Your output should be the lines from the start of the data through the line containing "This section could", exactly and nothing more.

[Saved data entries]
□ □ □
PR #55, opened 2021-01-20
Update header to reflect validity for both r1 and r2

jacobgkau:
This section could use some work in general, but this change will tide over requests for r2 RAM configuration. We'll plan to start doing per-model entries like we have for massive-b1.2 and mega-r1.0 with the next revision of each version (AMD and Intel.)


leviport (approved):
Nice, thanks for jumping on this right away

PR #62, opened 2021-03-02
Document BIOS flash chips

crawfxrd:
Need confirmation on location for most of the chips. I can't read the silkscreen on the pictures in the manuals or the pictures we have to know if it's the right chip.


src/models/oryp6/README.md
```diff
@@ -13,8 +13,8 @@ The System76 Oryx Pro is a laptop with the following specifications:
         - [Intel i7-10875H](https://ark.intel.com/content/www/us/en/ark/products/202329/intel-core-i7-10875h-processor-16m-cache-up-to-5-10-ghz.html)
 - Chipset
     - [Intel HM470](https://ark.intel.com/content/www/us/en/ark/products/203697/intel-hm470-chipset.html)
-- Firmware
-    - [System76 Open Firmware](https://github.com/system76/firmware-open)
+- BIOS
+    - MX25L12872F flash chip running [System76 Open Firmware](https://github.com/system76/firmware-open)
```
jacobgkau, line 17: The chip listed for oryp6 in the [firmware-open repo](https://github.com/system76/firmware-open/blob/master/models/oryp6/chip.txt) is `MX25L12805D`. I see that `MX25L12872F` is listed in the Clevo service manual. Should we always go with what's in the service manual, or did you find `MX25L12872F` somewhere else? The manual calls it `MX25L12872FM2I-10G`, how did you decide which character to stop at? (I'm trying to include this info in the oryp7 section and want to make sure I'm getting it right.)

crawfxrd: - MX25L12872F is the chip 
- MX25L12872FM2I-10G is the exact part number for the variant
  - see sections 18 and 19 in the Macronix datasheet for explanation
- MX25L12805D is the flashrom compatible name

jackpot51 (approved):

jacobgkau:
Confirmed locations & highlighted as many of these as I could with the machines and photos I currently have access to. serw12 & bonw14 cases are more enclosed and the chip's not visible, even in person. Corrected silkscreen label on gaze15 (seems to differ between different models.) Corrected chip model on galp4.

jacobgkau (approved):

PR #63, opened 2021-03-03
Add oryp7

jacobgkau:
This section adds the Oryx Pro 7 (oryp7) to tech docs.

It also adds:
- 2.5" drive instructions to the existing gaze15 section, as requested by support.
- Material information to the existing oryp6 section.


ahoneybun:
Are we sure it is a USB Type C with Thunderbolt 3? Every new model has been Thunderbolt 4. Having Thunderbolt 3 would make sense if it is a 10th Gen CPU though.

leviport:
10th gen Intel only support PCIe 3.0 @ahoneybun

src/models/oryp7/repairs.md
```diff
@@ -0,0 +1,200 @@
...
+**Tools required:** Cross-head (Phillips) screwdriver  
+**Time estimate:** 10 minutes  
+**Difficulty:** Easy <span style="color:green;">●</span>  
+
+### Steps to replace the M.2 drive:
+
+1. Follow the steps above to [remove the bottom cover](#removing-the-bottom-cover).
+2. Unscrew the retainer screw opposite the M.2 slot.
+
+![M.2 slots](./img/m2-slots.jpg)
```
ahoneybun, line 64: Since one port only works with M.2 NVMe drives can we highlight which port that is?

ahoneybun (changes requested):

src/models/oryp7/repairs.md
leviport: I mean, they're labeled on the motherboard.

jacobgkau: We state at the top of this section:

> The inner-most slot (closest to the battery) supports only PCIe NVMe Generation 3, and the outer-most slot (farthest away from the battery) supports either SATA III or PCIe NVMe Generation 3.

Do you not think this description is sufficient? I can see complaints about color-blindness accessibility by relying on colors for this kind of information where there's one item of either color. Also keep in mind that this information is physically silkscreened onto the motherboard, that this is the exact same wording the oryp6 manual is currently using, and that addw2, darp7, and serw12 also currently identify the slots by position instead of color.

ahoneybun: Sorry I'm blind @jacobgkau that should be fine. @leviport this is more about the photos having both slots filled so we can't see those labels.

leviport: My point was that when someone's installing a drive, they'll be able to read the labels on the motherboard. That seems like the only time knowing which is which would matter, right?

ahoneybun: That is correct. I think my point is that having the information is almost never bad so I just wanted to float that idea by you cool folks.

ahoneybun: Other then that everything else looks amazing as usual! <3

ahoneybun (approved):

ahoneybun:
With that recent change I think we are good to merge once QA approves right?

src/models/oryp7/repairs.md
jacobgkau: @ahoneybun I know we resolved this yesterday, but I later thought of adding labels directly on the image like this. I think it's clearer than the colors. What do you think?

src/models/oryp7/README.md
```diff
@@ -0,0 +1,58 @@
...
+
+The System76 Oryx Pro is a laptop with the following specifications:
+
+- CPU
+    - Supports Intel Comet Lake CPUs
+        - [Intel i7-10870H](https://ark.intel.com/content/www/us/en/ark/products/208018/intel-core-i7-10870h-processor-16m-cache-up-to-5-00-ghz.html)
+- Chipset
+    - [Intel HM470](https://ark.intel.com/content/www/us/en/ark/products/203697/intel-hm470-chipset.html)
+- BIOS
+    - MX25L12873F flash chip running [System76 Open Firmware](https://github.com/system76/firmware-open)
```
crawfxrd, line 17: Is this correct? U66 is shown as GD25R127D in the schematics. But MX25L12873F is listed below the GigaDevice chip and `chip.txt` has MX25L12805D...Does the chip package say Macronix?

jacobgkau: @crawfxrd I was trying to match what you provided for oryp6 (`MX25L12872F`) in https://github.com/system76/tech-docs/pull/62. The oryp6 Clevo manual shows:

oryp6-bios

The oryp7 Clevo manual shows:

oryp7-bios

I also found a [datasheet](https://media.digikey.com/pdf/Data%20Sheets/Macronix/MX25L12873F.pdf) for `MX25L12873F` similar to the one you linked for the `MX25L12872F`. I do see what you're talking about with the schematic being different.

> Does the chip package say Macronix?

No, but it does say `MX25L12873F`. Here is a picture:

P1030647

(This is labeled U66, one of the 6's is cut off but it's definitely the BIOS flash chip as I was able to flash it with a CH341A previously.)

bflanagin (approved):

PR #65, opened 2021-03-10
Add thelio-mira-r1 tech-docs

leviport:
But open a PR correctly this time


src/models/thelio-mira-r1.0/README.md
```diff
@@ -0,0 +1,81 @@
+# Thelio Mira (thelio-mira-r1.0)
+
+- [External Overview](./external-overview.md)
+- [Internal Overview](./internal-overview.md)
+- [Parts & Repairs](./repairs.md)
+
+![Thelio Mira](./img/mira-front.jpg)
```
ahoneybun, line 7: Can we use this instead?

https://assets.system76.com/products/thelio-mira-r1/feature.png?fit=cover&width=500

src/models/thelio-mira-r1.0/external-overview.md
```diff
@@ -0,0 +1,25 @@
...
+  - Line In / Side Speaker Out
+
+### Power Switch Guide:
+
+- 1: On
+- 0: Off
+
+**Note:** The BIOS Flash button (next to the CMOS reset button) is not needed when performing UEFI firmware updates via the System76 Firmware Manager. Use of the BIOS Flash button is not recommended.
+
+**Note:** The HDMI and DisplayPort will only work if your CPU supports integrated graphics, like the AMD 3200g and 3400g. If your CPU does not support integrated graphics, use the display outputs on your graphics card instead.
```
□ □ □
Solved exercise —
PR #55, opened 2021-01-20
Update header to reflect validity for both r1 and r2

jacobgkau:
This section could use some work in general, but this change will tide over requests for r2 RAM configuration. We'll plan to start doing per-model entries like we have for massive-b1.2 and mega-r1.0 with the next revision of each version (AMD and Intel.)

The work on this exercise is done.